-- SOURCE MATERIAL --
PR #531, opened 2025-06-25
These python lib packages should depend on the C++ package

wence-:
This is cargo-culting the way other `libfoo` python packages depend on the C++ library.


features/src/rapids-build-utils/opt/rapids-build-utils/manifest.yaml
```diff
@@ -42,6 +42,7 @@ repos:
     - name: libucxx
       sub_dir: python/libucxx
       args: {install: *rapids_build_backend_args}
+      depends: [ucxx]
```
vyasr, line 45: This should probably also include ucxx-python.

vyasr (commented):
This is also what https://github.com/rapidsai/build-planning/issues/119 is for 😞

wence-:
> Yes, I think this is right. Thanks for fixing it.
> 
> Please bump this version to `25.8.6`:
> 
> https://github.com/rapidsai/devcontainers/blob/31fd259b050b3229b3fcb20515c49be9c1d63825/features/src/rapids-build-utils/devcontainer-feature.json#L4
> 
> That needs to be done every time you change something in `features/src/rapids-build-utils`, to ensure the updated code is released successfully.

Done

features/src/rapids-build-utils/opt/rapids-build-utils/manifest.yaml
wence-: Also done.

jameslamb:
Ah, I think I don't have write access here. Someone else like @trxcllnt or @bdice will have to merge this.

vyasr:
Done.

PR #532, opened 2025-06-30
Use CUDA 12.9 in devcontainers

jakirkham:
Now that RAPIDS is migrating from CUDA 12.8 to 12.9, update the devcontainers accordingly.

References:
* https://github.com/rapidsai/build-planning/issues/195
* https://github.com/rapidsai/build-planning/issues/173


matrix.yml
```diff
@@ -123,7 +123,7 @@ include:
   # FIXME 12.3, 12.4, 12.7 don't seem to have apt packages avaiable in the repos. Investigate if we end up really needing those.
   - { features: [*python, *dood, *gcc_13, { name: "cuda", version: "12.5", <<: *cccl_cuda_opts }, *clang_format_cccl, *clangd_dev, *cccl_dev], env: *gcc_env }
   - { features: [*python, *dood, *gcc_13, { name: "cuda", version: "12.6", <<: *cccl_cuda_opts }, *clang_format_cccl, *clangd_dev, *cccl_dev], env: *gcc_env }
-  - { features: [*python, *dood, *gcc_13, { name: "cuda", version: "12.8", <<: *cccl_cuda_opts }, *clang_format_cccl, *clangd_dev, *cccl_dev], env: *gcc_env }
+  - { features: [*python, *dood, *gcc_13, { name: "cuda", version: "12.9", <<: *cccl_cuda_opts }, *clang_format_cccl, *clangd_dev, *cccl_dev], env: *gcc_env }
```
trxcllnt, line 126: I think if we make the change on L5 and here, we will need to update the CCCL cuda-python CI jobs to 12.9 too.

jakirkham: Thanks Paul! 🙏

After looking upstream, it seems they already have largely moved to CUDA 12.9. Only the RAPIDS CI portion is still on CUDA 12.8. Given this, think it makes sense to update CCCL

Filed upstream issue:
* https://github.com/NVIDIA/cccl/issues/5103

Also submitted PR:
* https://github.com/NVIDIA/cccl/pull/5104

As it sounds like you have done this before, please take a look and let me know if more is needed over there. Also if there are more changes needed here, happy to update this PR too

jakirkham:
Thanks Paul! 🙏

Appreciate your help walking through this 🙂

-- WHAT IS BEING ASKED --
Produce an exact copy of the whole listing.

-- ANSWER TO THIS PROBLEM --
PR #531, opened 2025-06-25
These python lib packages should depend on the C++ package

wence-:
This is cargo-culting the way other `libfoo` python packages depend on the C++ library.


features/src/rapids-build-utils/opt/rapids-build-utils/manifest.yaml
```diff
@@ -42,6 +42,7 @@ repos:
     - name: libucxx
       sub_dir: python/libucxx
       args: {install: *rapids_build_backend_args}
+      depends: [ucxx]
```
vyasr, line 45: This should probably also include ucxx-python.

vyasr (commented):
This is also what https://github.com/rapidsai/build-planning/issues/119 is for 😞

wence-:
> Yes, I think this is right. Thanks for fixing it.
> 
> Please bump this version to `25.8.6`:
> 
> https://github.com/rapidsai/devcontainers/blob/31fd259b050b3229b3fcb20515c49be9c1d63825/features/src/rapids-build-utils/devcontainer-feature.json#L4
> 
> That needs to be done every time you change something in `features/src/rapids-build-utils`, to ensure the updated code is released successfully.

Done

features/src/rapids-build-utils/opt/rapids-build-utils/manifest.yaml
wence-: Also done.

jameslamb:
Ah, I think I don't have write access here. Someone else like @trxcllnt or @bdice will have to merge this.

vyasr:
Done.

PR #532, opened 2025-06-30
Use CUDA 12.9 in devcontainers

jakirkham:
Now that RAPIDS is migrating from CUDA 12.8 to 12.9, update the devcontainers accordingly.

References:
* https://github.com/rapidsai/build-planning/issues/195
* https://github.com/rapidsai/build-planning/issues/173


matrix.yml
```diff
@@ -123,7 +123,7 @@ include:
   # FIXME 12.3, 12.4, 12.7 don't seem to have apt packages avaiable in the repos. Investigate if we end up really needing those.
   - { features: [*python, *dood, *gcc_13, { name: "cuda", version: "12.5", <<: *cccl_cuda_opts }, *clang_format_cccl, *clangd_dev, *cccl_dev], env: *gcc_env }
   - { features: [*python, *dood, *gcc_13, { name: "cuda", version: "12.6", <<: *cccl_cuda_opts }, *clang_format_cccl, *clangd_dev, *cccl_dev], env: *gcc_env }
-  - { features: [*python, *dood, *gcc_13, { name: "cuda", version: "12.8", <<: *cccl_cuda_opts }, *clang_format_cccl, *clangd_dev, *cccl_dev], env: *gcc_env }
+  - { features: [*python, *dood, *gcc_13, { name: "cuda", version: "12.9", <<: *cccl_cuda_opts }, *clang_format_cccl, *clangd_dev, *cccl_dev], env: *gcc_env }
```
trxcllnt, line 126: I think if we make the change on L5 and here, we will need to update the CCCL cuda-python CI jobs to 12.9 too.

jakirkham: Thanks Paul! 🙏

After looking upstream, it seems they already have largely moved to CUDA 12.9. Only the RAPIDS CI portion is still on CUDA 12.8. Given this, think it makes sense to update CCCL

Filed upstream issue:
* https://github.com/NVIDIA/cccl/issues/5103

Also submitted PR:
* https://github.com/NVIDIA/cccl/pull/5104

As it sounds like you have done this before, please take a look and let me know if more is needed over there. Also if there are more changes needed here, happy to update this PR too

jakirkham:
Thanks Paul! 🙏

Appreciate your help walking through this 🙂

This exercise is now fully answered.